Who’s a real Christian and who’s not? Who’s faithful to the teaching of Christ and who’s selective in following him? Who’s morally committed and who’s not?
Everywhere, in the name of religion, truth, morality, ideology, or political-correctness, we’re erecting various tests of orthodoxy and morals. Usually one issue of morality, dogma, dress, or political- correctness is set up as the litmus test. How you stand on that issue determines how you are judged in general and, depending whether you’re liberal or conservative, that issue can be anything from abortion, to feminism, to gay marriage, to war, to poverty, to capital punishment, to clerical dress, to (inside of Islam) whether not a woman covers her face in public. But, invariably, there is a litmus test, one issue on which you are judged.
So it’s worth asking: Did Jesus have a litmus test? Is there one issue, principle, or dogma within his teaching that can function as a criterion for judgement so that we are, in effect, a Christian or not, depending upon where we stand on that issue?
The question isn’t a simple one: On the one hand, it asks the question of essentials: What’s essential and what’s negotiable in the teachings of Jesus? But it asks, as well, whether there is there any one thing inside the teachings of Jesus that can serve as a defining criterion as to what makes one uniquely Christian?
Regarding the question of essentials, I submit, that there are four things that Jesus asks of anyone who would be his disciple:
First, that he or she “keep the commandments”, both the larger commandment of the heart “to love God and neighbour” and the ten commandments. “If anyone loves me, he will keep my word.” An essential component of Christian discipleship is having a private relationship to Jesus and being faithful in the area of private morality.
Second, Jesus mandates social justice as non-negotiable, not optional, within Christian discipleship. This is clear from Jesus’ own life, from the text on the last judgement in Matthew’s gospel, and from the fact that in the gospels, on average, one out of every eight lines is an imperative from Jesus to reach out to the poor.
Third, as Jesus defines it, discipleship demands involvement within a concrete community of faith. Christian discipleship is not something we do alone. We’re asked to journey to God with each other, as part of an ecclesial community, as part of a church. As the First Epistle of John, puts it: “The one who claims to love a God that he cannot see and does not love a neighbour whom he can see is a liar.”
Finally, what Jesus asks of us as an essential component of discipleship is a mellow, warm, grateful heart. Discipleship isn’t just about what we do; it’s also about the spirit within which we do it. We need the right truth, but also the right energy. Nothing counts for much, no matter how right or orthodox the action, if it doesn’t issue from love and gratitude. In T.S. Eliot’s words: “The last temptation that’s the greatest treason, is to do the right thing for the wrong reason.” When our concern for truth, orthodoxy, justice, or morality comes out of a place of anger, bitterness, or judgement, we are no longer acting as disciples of Jesus, no matter how right the cause. No action rooted in bitterness, anger, jealousy, self-righteousness, or in a desire for revenge can ever justify itself in Jesus’ name.

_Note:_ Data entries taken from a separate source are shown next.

PR #129, opened 2026-09-06
feat(catalog): Phase C — native reader at parity with the Python CaptureReader

zaoxing:
First slice of Phase C (serving path), stacked on #128. Checkpoint B passed; this starts C1.

## What

`native/csrc/catalog/reader.h/.cpp` — the read surface of `clickhouse_reader.py`, ported:

- **search**: the projection's one-aggregate shape (argMax over a tuple, ordered by the total `(index_version, store_id, pack_id)`), the bounded membership predicate, equality/IN/range filters, keyset pagination over the 5-column sort key, limit+1 cursor logic.
- **get_by_ids**: tenant-leading (primary index + bloom filter), chunked inline ids, the watermark bound on a deciding read.
- **current_watermark**.

The cursor codec is byte-compatible with `cursor.py`: same JSON envelope (sorted keys, compact separators), unpadded url-safe base64 with canonical-alphabet validation, and the same `filter_hash` (sha256 over the filter dict in Python's exact serialization) — so cursors cross implementations.

## Read-parity suite

`tests/test_native_reader_parity_live.py` (manual+clickhouse): both readers run the same queries against one catalog and return identical 32-field descriptors:

1. search parity, no filters
2. search parity with filters (hook IN, time bounds, tenant)
3. **cursor parity across implementations** — the union of alternating pages covers the corpus in order
4. get_by_ids parity + watermark validation refused by both
5. supersession — a later pack's locator wins on both sides

5/5 × 3 consecutive runs; the native catalog suites stay at 44/44; the CPU gate at 1202 passed.

## Caught by the parity suite before landing

- the aggregate tuple carried the sort-key columns (the mixed-row shape the one-aggregate design forbids),
- the pagination cursor keyed on the row beyond the page instead of the last kept item,
- the base64url encoder emitted a phantom trailing byte in both remainder branches (byte-incompatible with Python's decoder).

## Follow-ups

C2 (hydration/summary/extensions native), C3 (default-switch + final docs).


zaoxing:
**C2 landed (fbdb607) — hydration and core summary at exact parity.**

The hydration orchestration is now native: select → estimate → hydrate (per-pack plans with coalesced ranges, the pack footer verified as the authority before any payload fetch, byte/request budgets refused up front, per-record CRC verify) and `summarize_core` (float64 accumulators, scale-before-square L2, raw-integer order stats). The extension registry stays Python-side by scope — extensions are Python pluggables.

Parity is exact against the Python `CaptureReader` over the full e2e (native sink → uploader → index → select → hydrate through the fake S3): **identical payload bytes**, byte-compatible selection identity, core numbers round-tripping at %.17g, budget refusals agreeing. The suite caught four native bugs before landing: the selection identity hashed in the wrong key order, the footer comparison mixing the two row layouts, the payload CRC compared as decimal against a hex locator, and the summary emission truncating doubles to six places.

9/9 parity × 3 runs; 44/44 native catalog tests; CPU gate 1202 passed. Remaining in Phase C: **C3 — the default-switch (D4) + final docs**.

zaoxing:
**C3 landed (24097b4) — the default-switch. Phase C complete; the plan's end state is reached.**

With `storage_backend="capture"` and no explicit `record_sink`, the engine now builds the **native pack writer** from the config's `capture_sink_config`. An explicit `record_sink` overrides it — the reference sink is the documented rollback, and the rollback guarantee (packs staged by either writer readable by the same Python reader) stays pinned. The ClickHouse host record path (`"native"`) and the `"auto"` inference are untouched: every pre-existing caller sees no change. Without a `capture_sink_config` the refusal remains, now naming the missing field.

**Gates the flip rode on** (D4's condition): Checkpoint A ✓, Checkpoint B (human review of #127/#128) ✓, quorum verifier vs the C++ writer ✓, C1 read-parity ✓, C2 hydration/summary parity ✓.

Docs: the config's capture-backend comment, the sink module's selection docstring, and a ledger entry in `docs/benchmarks.md` that restates the standing obligation — **re-measure on a quiet host before publishing any throughput claim** (this host's numbers were shared).

Engine suite 22/22 (new default test + updated refusal); CPU gate **1203 passed**. The pipeline is complete: Phase 0 → A → B → C, with the native path as the production writer and the Python path as the conformance oracle and documented rollback.

zaoxing:
Copilot's filter_hash thread — **reproduced with two tests** and **fixed across 74784c6/925de3d** (with the parallel review pass): the filter hash AND the cursor's key array rendered values by raw concatenation — a quote/backslash/non-ASCII id broke the cursor JSON outright and hashed different bytes on each side. Both now go through the canonical `EncodeJsonString` (the pack footer escaper, conformance-proven byte-identical to `json.dumps ensure_ascii`), with key values unescaped from raw TSV before rendering. Cursors cross implementations over quote-bearing, backslashed, non-ASCII values; 15/15 parity × 3; CPU gate 1203. Thread resolved.

zaoxing:
**Dtype generality pass landed (a5e15a2) — fp8 and the wide integers are first-class.**

Your compatibility concern, audited and addressed. The dtype tables had drifted: the C++ hydration decoder accepted fp8 and uint16/uint32, but the Python validation layer (`_DTYPE_BYTES`) rejected them at `CaptureMetadata` — the pipeline was only as wide as its narrowest layer. One authoritative 14-dtype table now drives every consumer (numpy summary map, C++ hydration decoder, pack builder, sink), fp8 decodes by exact bit math on both sides (OCP e4m3fn with no infinities, IEEE-shaped e5m2 — NaN/Inf counting included in the summary parity), and the golden corpus covers all 14 dtypes with the manifest regenerated and its test de-hardcoded. New boundary tests pin rank/dim/counter ceilings and the footer capacity bound (loud at write). A "format limits and portability" section in `docs/capture-storage-design.md` states the versioning gates, dtype contract, ceilings, little-endian definition, and checksum layers.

Thus these things – private integrity, social justice, involvement in ecclesial community, and mellowness of heart – are the essentials of Christian discipleship. But there’s still a further question: Is there anything in Jesus’ teaching and his challenge to us that might serve as a litmus test? Is there any one, singular, teaching that can serve as a criterion as to who is and who isn’t a true disciple of Jesus?

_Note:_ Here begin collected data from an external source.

PR #64, opened 2022-08-26
Allow other declared resources in the config-management-system namespace

victorpras:
To vertically scale ACM pods, we want to manage autoscaler resource in the root repository. Right now, only RootSync object can be declared in the config-management-namespace, therefore we want to loosen the restriction in Config Sync by removing ObjectInIllegalNamespace error. This will allow user to sync other resource type in config-management-namespace using unstructured repo config

### DIFF
--- a/e2e/testcases/acme_test.go
+++ b/e2e/testcases/acme_test.go
@@ -21,6 +21,7 @@ import (
 	"testing"
 	"time"
 
+	"kpt.dev/configsync/pkg/api/configmanagement"
 	"kpt.dev/configsync/pkg/api/configsync"
 	"kpt.dev/configsync/pkg/testing/fake"
 
@@ -30,6 +31,7 @@ import (
 	"k8s.io/apimachinery/pkg/apis/meta/v1/unstructured"
 	"k8s.io/apimachinery/pkg/runtime/schema"
 	"kpt.dev/configsync/e2e/nomostest"
+	"kpt.dev/configsync/e2e/nomostest/ntopts"
 	"kpt.dev/configsync/pkg/kinds"
 	"sigs.k8s.io/controller-runtime/pkg/client"
 )
@@ -188,6 +190,27 @@ func TestAcmeCorpRepo(t *testing.T) {
 	nt.RootRepos[configsync.RootSyncName].Add("acme/cluster/test-clusterrole.yaml", fake.ClusterRoleObject())
 	nt.RootRepos[configsync.RootSyncName].CommitAndPush("Reset the acme directory")
 	nt.WaitForRepoSyncs()
+}
+
+// TestObjectInCMSNamespace will test that user can sync object to CMS namespace
+func TestObjectInCMSNamespace(t *testing.T) {
+	nt := nomostest.New(t, ntopts.SkipMonoRepo, ntopts.Unstructured)
+
+	nt.RootRepos[configsync.RootSyncName].Copy("../testdata/object-in-cms-namespace", "acme")
+	nt.RootRepos[configsync.RootSyncName].CommitAndPush("adding resource to config-management-system namespace")
+	nt.WaitForRepoSyncs()
+
+	// validate the resources synced successfully in CMS namespace
+	namespace := configmanagement.ControllerNamespace
+	err := nt.Validate("cms-configmap", namespace, &corev1.ConfigMap{})
+	if err != nil {
+		nt.T.Fatal(err)
+	}
+
+	err = nt.Validate("cms-roles", namespace, &rbacv1.Role{})
+	if err != nil {
+		nt.T.Fatal(err)
+	}
 }
 
 func checkResourceCount(nt *nomostest.NT, gvk schema.GroupVersionKind, namespace string, count int, labels, annotations map[string]string) {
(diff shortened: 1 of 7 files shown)


pkg/validate/raw/validate/namespace_validator.go
```diff
@@ -27,7 +27,8 @@ import (
 // to the following rules:
 // - if the object is a Namespace, it must not be `config-management-system`
 // - if the object has a metadata namespace, it must be a valid k8s namespace
-//   and it must not be in `config-management-system`
+//
```
nan-yu, line 30: nit: remove the empty line to keep the diff only relevant to the changes.

nan-yu (commented):
Can you update one of the existing test case to add a resource in the c-m-s namespace to the root repository and confirm the resource can be synced?

pkg/validate/raw/validate/namespace_validator.go
victorpras: this seems to happen automatically when i ran `make fmt-go`, will keep an eye out next time

victorpras:
> Can you update one of the existing test case to add a resource in the c-m-s namespace to the root repository and confirm the resource can be synced?

Added new e2e test instead. Test will copy unstructured repo configs that add Roles and ConfigMap to CMS namespace and validate their existence.

pkg/validate/raw/validate/namespace_validator.go
```diff
@@ -27,7 +27,7 @@ import (
 // to the following rules:
 // - if the object is a Namespace, it must not be `config-management-system`
 // - if the object has a metadata namespace, it must be a valid k8s namespace
-//   and it must not be in `config-management-system`
+// and it must not be in `config-management-system`
```
haiyanmeng, line 30: This should be updated to reflect that "we allow other declared resources in the `config-mangemente-system` namespace`.

e2e/testcases/acme_test.go
```diff
@@ -190,6 +191,17 @@ func TestAcmeCorpRepo(t *testing.T) {
 	nt.WaitForRepoSyncs()
 }
 
+func TestObjectInCMSNamespace(t *testing.T) {
+	nt := nomostest.New(t, ntopts.SkipMonoRepo, ntopts.Unstructured)
+
+	nt.RootRepos[configsync.RootSyncName].Copy("../../examples/object-in-cms-namespace", "acme")
+	nt.RootRepos[configsync.RootSyncName].CommitAndPush("adding resource to config-management-system namespace")
+	nt.WaitForRepoSyncs()
+	namespace := "config-management-system"
```
haiyanmeng, line 200: Use `configmanagement.ControllerNamespace` from the `pkg/api/configmangement` pkg instead.

victorpras: changed to use ` configmanagement.ControllerNamespace `

pkg/validate/raw/validate/namespace_validator.go
victorpras: the comment that indicates the restriction has been removed

e2e/testcases/acme_test.go
```diff
@@ -190,6 +192,18 @@ func TestAcmeCorpRepo(t *testing.T) {
...
+// TestObjectInCMSNamespace will test that user can sync object to CMS namespace
+func TestObjectInCMSNamespace(t *testing.T) {
+	nt := nomostest.New(t, ntopts.SkipMonoRepo, ntopts.Unstructured)
+
+	nt.RootRepos[configsync.RootSyncName].Copy("../../examples/object-in-cms-namespace", "acme")
+	nt.RootRepos[configsync.RootSyncName].CommitAndPush("adding resource to config-management-system namespace")
+	nt.WaitForRepoSyncs()
+	namespace := configmanagement.ControllerNamespace
+	checkResourceCount(nt, kinds.Role(), namespace, 1, nil, nil)
+	checkResourceCount(nt, kinds.ConfigMap(), namespace, 1, map[string]string{"app.kubernetes.io/managed-by": "configmanagement.gke.io"}, nil)
```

There is. For Jesus, the litmus test for a disciple, at least for a mature disciple, is this: Can you love an enemy? Can you bless someone who curses you? Can you forgive, and can you forgive even a murderer?

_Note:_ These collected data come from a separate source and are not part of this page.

PR #66, opened 2022-08-26
Update the IsGKEAutopilotCluster to understand the new autopilot webhook

nan-yu:
We use the policycontrollerv2.config.common-webhooks.networking.gke.io webhook to detect if a cluster is an Autopilot cluster. However, the webhook was renamed to gkepolicy.config.common-webhooks.networking.gke.io`.
This commit updates the function to return true if the new webhook is found.

b/243938243

### DIFF
--- a/pkg/util/autopilot.go
+++ b/pkg/util/autopilot.go
@@ -19,6 +19,7 @@ import (
 	"encoding/json"
 	"strings"
 
+	"go.uber.org/multierr"
 	admissionregistrationv1 "k8s.io/api/admissionregistration/v1"
 	corev1 "k8s.io/api/core/v1"
 	apierrors "k8s.io/apimachinery/pkg/api/errors"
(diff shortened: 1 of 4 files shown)


pkg/util/autopilot.go
```diff
@@ -49,6 +49,11 @@ var AutopilotManagedKinds = []schema.GroupVersionKind{
 	admissionregistrationv1.SchemeGroupVersion.WithKind("MutatingWebhookConfigurationList"),
 }
 
+var autopilotWebhooks = []string{
+	"policycontrollerv2.config.common-webhooks.networking.gke.io",
+	"gkepolicy.config.common-webhooks.networking.gke.io",
```
haiyanmeng, line 54: Please add some comments here: which one is new and when it is introduced, which one is legacy.

pkg/util/autopilot.go
```diff
@@ -76,15 +81,17 @@ func IsGKEAutopilotCluster(c client.Client) (bool, error) {
...
-	} else if apierrors.IsNotFound(err) {
-		return false, nodesErr
+	for _, webhookName := range autopilotWebhooks {
+		webhook := &admissionregistrationv1.ValidatingWebhookConfiguration{}
+		objectKey := client.ObjectKey{Name: webhookName}
+		err := c.Get(context.Background(), objectKey, webhook)
+		if err == nil {
+			return true, nil
+		} else if !apierrors.IsNotFound(err) {
+			return false, err
```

It is precisely to this challenge that Jesus refers when he tells us that our virtue must go deeper than the virtue of the scribes and Pharisees. The scribes and Pharisees were, for the most part, sincere and decent men and women who loved God, tried to help the poor, were concerned about truth and morals, and practised justice. But loving an enemy and forgiving a murderer aren’t prescribed by justice, the ten commandments, church dogma, human decency, or even sincerity. They’re an invitation to something deeper, an invitation that comes from Jesus’ life and teaching, and an invitation that, in the end, constitutes the litmus test of mature discipleship.
Who’s a real Christian and who’s not? The deepest answer in the gospels would be: The person who can love an enemy, bless those who curse her, and forgive everyone, even a murderer.